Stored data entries

= = = = =

Issue #406, opened 2021-08-25
Model fragments broken against Ember Data 3.28


kevinkucharczyk:
I was testing Ember Data Model Fragments against the latest Ember Data - version 3.28 - and unfortunately it looks like they're not compatible. Here's what happens when I try to save a model that contains a fragment:
![Screen Shot 2021-08-26 at 7 30 55 am](https://user-images.githubusercontent.com/3127419/130867504-5953b5b9-d2d3-471d-a96b-e663ad990b82.png)
```
index.js:178 Uncaught Error: Assertion Failed: You need to pass a model name to the store's serializerFor method
    at assert (index.js:178)
    at Store.serializerFor (ext.js:230)
    at Store.superWrapper [as serializerFor] (index.js:442)
    at Class.serializeFragment [as serialize] (fragment.js:40)
    at ApplicationSerializer.serializeAttribute (json.js:1105)
    at json.js:1035
    at -private.js:1611
    at Array.forEach (<anonymous>)
    at Snapshot.eachAttribute (-private.js:1610)
    at ApplicationSerializer.serialize (json.js:1034)
assert @ index.js:178
serializerFor @ ext.js:230
superWrapper @ index.js:442
serializeFragment @ fragment.js:40
serializeAttribute @ json.js:1105
(anonymous) @ json.js:1035
(anonymous) @ -private.js:1611
eachAttribute @ -private.js:1610
serialize @ json.js:1034
serialize @ rest.js:584
superWrapper @ index.js:442
serializeIntoHash @ rest.js:612
serializeIntoHash @ -private.js:634
createRecord @ rest.js:694
(anonymous) @ -private.js:1867
invokeCallback @ rsvp.js:493
(anonymous) @ rsvp.js:558
(anonymous) @ rsvp.js:19
invoke @ backburner.js:338
flush @ backburner.js:229
flush @ backburner.js:426
_end @ backburner.js:958
end @ backburner.js:708
_run @ backburner.js:1013
run @ backburner.js:752
run @ index.js:116
callback @ application.js:434
```

This particular problem seems to happen at https://github.com/adopted-ember-addons/ember-data-model-fragments/blob/b1a661b3a8c07bd9d395769498062db8871d25f9/addon/transforms/fragment.js#L38
The `serialize` method is expecting a `Snapshot`, but actually receives the model instance of the fragment (I'm not sure why) - `modelName` is empty there.

Here's a minimal reproduction on a fresh Ember app:
[...]

PR #417, opened 2021-12-08
record-data implementation for ember-data 3.28+

dwickern:
An attempt at E-D 2.8 compatibility using record-data and public APIs.

Fragments are stored internally as RecordData:
```ts
type Fragment = RecordData | null;
type FragmentArray = RecordData[] | null;
type Array = unknown[] | null;

type FragmentData = Record<string, Fragment | FragmentArray | Array>;

interface FragmentRecordData {
  // fragment dirty state, analogous to _attributes
  _fragments: FragmentData; 

  // fragment in-flight state, analogous to _inFlightAttributes
  _inFlightFragments: FragmentData;

  // fragment canonical state, analogous to _data
  _fragmentData: FragmentData;
}
```

FragmentRecordData no longer references Fragment records. Fragment records are created on demand, either by calling `get` on the fragment attribute or `objectAt` on a fragment array.

FragmentArray and StatefulArray are based on ember-data's ManyArray.

/cc @runspired #406


addon/record-data.js
```diff
@@ -348,158 +475,366 @@ export default class FragmentRecordData extends RecordData {
       @private
     */
   changedAttributes() {
```
dwickern, line 477: `changedAttributes` previously returned `[ currentFragment, currentFragment ]` where `currentFragment` is a Fragment instance.

Now it returns `[ oldState, currentState ]` where `oldState` is the fragment's canonical state serialized and `currentState` is the fragment's dirty state serialized.

dwickern:
I couldn't figure out how to make snapshots work. Snapshots call `get` on the record, which returns the `Fragment` instance.
https://github.com/emberjs/data/blob/b16011382b2321171b18ab4d23eeea26ad1d7a7c/packages/store/addon/-private/system/snapshot.ts#L165

How can we make snapshots use the serialized fragment value instead?

knownasilya:
cc @runspired regarding that last comment, not sure if you have any ideas.

knownasilya:
@VincentMolinie I know you have contributed quite a bit, do you think this could be rebased against your changes? Or would it be better to open a new PR and pull in these changes onto master?

VincentMolinie:
@knownasilya yes of course, do you want me to do a new PR with theses changes ?

knownasilya:
@VincentMolinie that's up to you, what you think is easiest.

dwickern:
I'll see about merging master into this PR. It doesn't look too bad.

dwickern:
It will be tricky to support `typeKey` as a function for this use-case:

https://github.com/adopted-ember-addons/ember-data-model-fragments/blob/bd9042d71f3ada648b1bc3a838db3e5b5847e80e/tests/dummy/app/models/component.js#L6-L9
https://github.com/adopted-ember-addons/ember-data-model-fragments/blob/bd9042d71f3ada648b1bc3a838db3e5b5847e80e/tests/unit/serialize_test.js#L31-L43

The ComponentOptions typeKey depends on its owner's `type` attribute. Do we initialize the owner's attributes and _then_ its fragments so that we can pass a partially-constructed owner to `typeKey`? What if `typeKey` depends on the contents of some other fragment?

addon/record-data.js
```diff
@@ -2,369 +2,479 @@
...
+  isFragmentDirty(key) {
+    return this.__fragments?.[key] !== undefined;
+  }
+
+  getCanonicalState() {
+    const result = Object.assign({}, this._data);
+    for (const [key, behavior] of Object.entries(this._fragmentBehavior)) {
+      if (!this.hasFragment(key)) {
+        // force the fragment attribute to initialize its default value
+        internalModelFor(this).getRecord().get(key);
```
dwickern, line 459: This sucks. We can't serialize fragment state without involving the fragment attributes which are responsible for default values.

addon/record-data.js
```diff
@@ -375,170 +485,366 @@ export default class FragmentRecordData extends RecordData {
...
+    internalModelFor(this).adapterDidCommit(data);
+  }
+  _fragmentRollbackAttributes() {
+    internalModelFor(this).rollbackAttributes();
+  }
+  _fragmentCommitWasRejected() {
+    internalModelFor(this).adapterDidInvalidate();
+  }
+  _fragmentUnloadRecord() {
+    internalModelFor(this).unloadRecord();
```
dwickern, line 761: This all exists to keep the InternalModel state in sync with RecordData. Maybe that's not necessary any more?

addon/record-data.js
runspired: Yeah this is something I want to deprecate in ember-data too.

addon/record-data.js
runspired: Shouldn't be? There's no longer a state machine and IM has held no data directly for along time

dwickern: I've been testing against E-D 3.28.3. Are there more changes since then?

runspired: @dwickern the big flood comes in 4.5, basically the internals are fully rewritten at that point with another big rewrite to them in the works

addon/array/stateful.js
```diff
@@ -14,16 +14,22 @@ import { fragmentDidDirty, fragmentDidReset } from '../states';
...
     @property owner
     @type {DS.Model}
   */
-  owner: null,
+  get owner() {
+    const owner = this.recordData.getFragmentOwner();
+    if (!owner) {
+      return null;
+    }
+    return this.store._internalModelForResource(owner.identifier).getRecord();
```
runspired, line 31: you can just call `store.peekRecord(owner.identifier)`

addon/record-data.js
runspired: intenralModelFor helper will need adjusted for 4.5, that said I don't think you need it. You have access to the store and the identifier, just peek the record.

addon/record-data.js
runspired: as it should <3

addon/array/stateful.js
dwickern: Looks like that was added in 3.29 https://github.com/emberjs/data/commit/3bc81a6ee6ba980e7201c7bb936cee635e706274

runspired: @dwickern there is no 3.29, I think an alpha of 4.0 got tagged that way. Fairly sure we landed this for 3.28 let me check, but if not I can backport the capability to make it easier.

runspired: hrm yeah, you need 4.0. I can backport that to 3.28 because otherwise you don't have a way of retrieving newly created records that don't have an ID yet.

dwickern: I don't think we need it backported. We can use `_internalModelForResource` for 3.8 and `peekRecord` on 4+.

addon/record-data.js
dwickern: I tested a bit more against E-D 2.8 and 4.5. There's more than the InternalModel's state-- InternalModel is also responsible for notifying that the record attributes changed.

Take rollback for example. The InternalModel calls `InternalModel.notifyAttributes` with the return value from `RecordData.rollbackAttributes`. When we roll back nested fragments, we also need to fire notifications for those fragments' changed attributes.

richgt:
@dwickern - I'm running into issues on 3.28 now, and probably need this version of Fragments. What's the status of this PR? Is there anything I can do to help?

esbanarango:
> @dwickern - I'm running into issues on 3.28 now, and probably need this version of Fragments. What's the status of this PR? Is there anything I can do to help?

Same here! It would be great to have at least a beta version out of this PR 🙏

dwickern:
I got the tests passing against E-D 3.28. My merge missed a change from #432. However `typeKey`-as-a-function is not implemented by this PR and I'm not sure how it can be supported. We need to know the `typeKey` in order to construct the fragment, but we need to pass the fragment to the `typeKey` function??

Tests fail against older E-D versions because they need a [feature flag enabled](https://github.com/emberjs/data/blob/v3.16.9/packages/store/addon/-private/system/model/internal-model.ts#L1160). I'd rather drop support for older versions.

knownasilya:
@VincentMolinie  would we need to revisit that implementation?

runspired:
My guidance would be to get something that works 3.28->4.6

4.7+ changes are going to be a bit of a wade and the best course there is probably to just end support at 4.6 as ~4.11+ for data will come with this feature out of the box

dwickern:
To support E-D 4+ we'll need to upgrade ember-cli. I've done most of the work already but I'd like to keep it separate from this PR. Could we get this merged to v6-development branch?

knownasilya:
@patocallaghan what are your thoughts on that, should we make that breaking change for v5? v5 doesn't seem like it's ready for release without this PR...

dwickern:
v5 works well for me with ED 3.27. What about this support matrix:

MF v5 for ED versions [3.13, 3.28)
MF v6 for ED versions [3.28, 4.6)

patocallaghan:
@knownasilya @dwickern yep those versions sound reasonable 👍

deanmarano:
Upgrading from 3.24 -> 3.28 and this PR resolves an issue I'm seeing (reload not updating data). Is there help needed to get this merged and a beta released?

knownasilya:
Released v5.0.0-beta.9 today. If this looks good, I can release a v5 later this week if everyone is fine with that.

knownasilya:
Although looks like older versions on master are broken? Don't remember if this was the case before. There have been no new commits from me.

addon/record-data.js
```diff
@@ -375,170 +485,366 @@ export default class FragmentRecordData extends RecordData {
...
-        } else {
-          fragment._internalModel._recordData.commitWasRejected();
-        }
+      const inFlight = this._inFlightFragments[key];
+      if (inFlight != null) {
+        behavior.unload(inFlight);
       }
+      const fragmentData = this._fragmentData[key];
+      if (fragmentData != null) {
+        behavior.unload(fragmentData);
```
deanmarano, line 682: Testing this out against my test suite, I'm getting a bunch of errors from here.
```
Assertion Failed: You can only unload a record which is not inFlight.
at Object.assert (http://localhost:7357/app/assets/vendor.js:32841:15)
    at Object.assertAgainstUnloadRecord [as unloadRecord] (http://localhost:7357/app/assets/vendor.js:117846:12)
    at InternalModel.send (http://localhost:7357/app/assets/vendor.js:118720:32)
    at InternalModel.unloadRecord (http://localhost:7357/app/assets/vendor.js:118405:12)
    at FragmentRecordData._fragmentUnloadRecord (http://localhost:7357/app/assets/vendor.js:145645:30)
    at FragmentBehavior.unload (http://localhost:7357/app/assets/vendor.js:145096:16)
    at FragmentRecordData.unloadRecord (http://localhost:7357/app/assets/vendor.js:145565:20)
```

addon/array/fragment.js
```diff
@@ -81,15 +31,45 @@ const FragmentArray = StatefulArray.extend({
...
+    const fragment = this.store.createFragment(this.modelName, data);
+    setFragmentOwner(fragment, this.recordData, this.key);
+    return recordDataFor(fragment);
+  },
 
-    return normalizeFragmentArray(this, content, data, true);
+  replace(start, deleteCount, items) {
+    assert('The third argument to replace needs to be an array.', isArray(items));
+    const data = this.currentState.slice();
+    data.splice(start, deleteCount, ...items.map((item, i) => this._normalizeData(item, i)));
```
richgt, line 70:
```suggestion
    data.splice(start, deleteCount, ...items.map((item, i) => this._normalizeData(item, start + i)));
```

richgt: without this, if I have a fragment array [{name: Obj1}], and I try to addObject({name: Obj2}), I get two objects with {name: Obj2} because you use the index of the item in the added items array instead of the index of the item in the actual array to look for existing, therefore going back to [0] and modifying that in normalizeData.

addon/array/fragment.js
```diff
@@ -81,15 +31,45 @@ const FragmentArray = StatefulArray.extend({
...
+      `You can only add '${this.modelName}' fragments or object literals to this property`,
+      typeOf(data) === 'object' || isInstanceOfType(this.store.modelFor(this.modelName), data)
+    );
+
+    if (isFragment(data)) {
+      const recordData = recordDataFor(data);
+      setFragmentOwner(data, this.recordData, this.key);
+      return recordData;
+    }
+    const existing = this.objectAt(index);
```
richgt, line 57: This is the spot where sending index(0) in my suggested case will cause duplication. We don't want to actually modify the first object in the array, hence the `start + i` addition.

addon/array/fragment.js
richgt: Confirmed with a test - this only affects adding Objects, not full Fragments, since there's a return in there if the object you're adding is already a fragment. I have a PR with a test showing this. I'll create it.

richgt: https://github.com/dwickern/ember-data.model-fragments/pull/2

knownasilya:
v5 is out

addon/array/fragment.js
dwickern: Good find!

knownasilya:
@dwickern I wasn't aware this was done, since you kept adding commits 😄

addon/array/stateful.js
knownasilya: Was this resolved?

dwickern: I don't think it's blocking for 3.28, maybe something to address for ember-data v4

knownasilya (changes requested):
One small tweak :D Also could you post a basic changelog as a comment in this pr?

addon/ext.js
```diff
@@ -40,95 +35,16 @@ function serializerForFragment(owner, normalizedModelName) {
...
-    let identifier;
-    if (lte('ember-data', '3.13.0')) {
-      throw new Error('This version of Ember Data Model Fragments is incompatible with Ember Data Versions below 3.13. See matrix at https://github.com/lytics/ember-data-model-fragments#compatibility for details.');
-    }
-    if (gte('ember-data', '3.15.0')) {
-      identifier = this.identifierCache.getOrCreateRecordIdentifier({ type, id, lid });
-    } else {
-      identifier = { type, id, clientId: lid };
+    if (!gte('ember-data', '3.28.0')) {
+      throw new Error('This version of Ember Data Model Fragments is incompatible with Ember Data Versions below 3.28. See matrix at https://github.com/lytics/ember-data-model-fragments#compatibility for details.');
```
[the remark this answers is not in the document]
knownasilya: Or remove this section..

knownasilya:
@dwickern back to you

dwickern:
All breaking changes:

1. Requires ember-data 3.28

1. [changedAttributes](https://api.emberjs.com/ember-data/4.12/classes/Model/methods/changedAttributes?anchor=changedAttributes) now includes a deep copy of the fragment state in the form `[oldFragment, newFragment]`

1. `typeKey` as a function (#430) is not supported in this release

1. Fragments no longer fire unnecessary property change notifications when pushing data

    For example:
    
    ```js
    // models/person.js
    export default class Person extends Model {
     @fragment('name') name;
    
     @computed('name') // <-- missing dependent keys
     get fullName() {
       return `${this.name.first} ${this.name.last}`;
     }
    }
    
    // models/name.js
    export default class Name extends Fragment {
      @attr('string') first;
      @attr('string') last;
    }
    ```
    
    The `fullName` computed property incorrectly depends on `'name'`. In model-fragments 5.x, updating the `first` attribute via push would fire a change notification for `'first'` as expected but also for `'name'`. To fix this you should properly list the dependent keys. In this case change `@computed('name')` to `@computed('name.{first,last}')`.

    Note that this only affects legacy computed properties and only when pushing data via `store.push`, `store.pushPayload`, `model.save` response, etc. Calling `person.set('name.first', '...')` did not (and still does not) fire a property change notification for `'name'`.

    (credit to @richgt for finding this)

knownasilya (approved):

knownasilya:
v6.0.0 is out, supports 3.28 - 4.4. See the readme for compatibility details. Also https://github.com/adopted-ember-addons/ember-data-model-fragments/pull/417#issuecomment-1546760562 ☝🏼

= = = = =

### TASK PROMPT
Go through the data above and copy each line that holds the word "status".

### EXERCISE OUTPUT
@dwickern - I'm running into issues on 3.28 now, and probably need this version of Fragments. What's the status of this PR? Is there anything I can do to help?
> @dwickern - I'm running into issues on 3.28 now, and probably need this version of Fragments. What's the status of this PR? Is there anything I can do to help?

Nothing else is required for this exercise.